*Task prompt*: Each line holding the string "namespace" is to be copied from the data.

*Dataset records*:
BEGIN
PR #558, opened 2016-09-15
Implements IPriceVariationModel

AlexCatarino:
- Makes a IPriceVariationModel which takes the security object and returns a decimal variation.
- Implements the RoundedPrice using the IPriceVariationModel to control the rounding value.

### DIFF
--- a/Common/Securities/Forex/Forex.cs
+++ b/Common/Securities/Forex/Forex.cs
@@ -47,7 +47,8 @@ namespace QuantConnect.Securities.Forex
                 new ImmediateSettlementModel(),
                 Securities.VolatilityModel.Null,
                 new SecurityMarginModel(50m),
-                new ForexDataFilter()
+                new ForexDataFilter(),
+                new SecurityPriceVariationModel()
                 )
         {
             Holdings = new ForexHolding(this);
@@ -78,7 +79,8 @@ namespace QuantConnect.Securities.Forex
                 new ImmediateSettlementModel(),
                 Securities.VolatilityModel.Null,
                 new SecurityMarginModel(50m),
-                new ForexDataFilter()
+                new ForexDataFilter(),
+                new SecurityPriceVariationModel()
                 )
         {
             Holdings = new ForexHolding(this);
--- a/Common/Securities/Security.cs
+++ b/Common/Securities/Security.cs
@@ -297,6 +297,19 @@ namespace QuantConnect.Securities
         }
END
*Exercise result*:
@@ -47,7 +47,8 @@ namespace QuantConnect.Securities.Forex
@@ -78,7 +79,8 @@ namespace QuantConnect.Securities.Forex
@@ -297,6 +297,19 @@ namespace QuantConnect.Securities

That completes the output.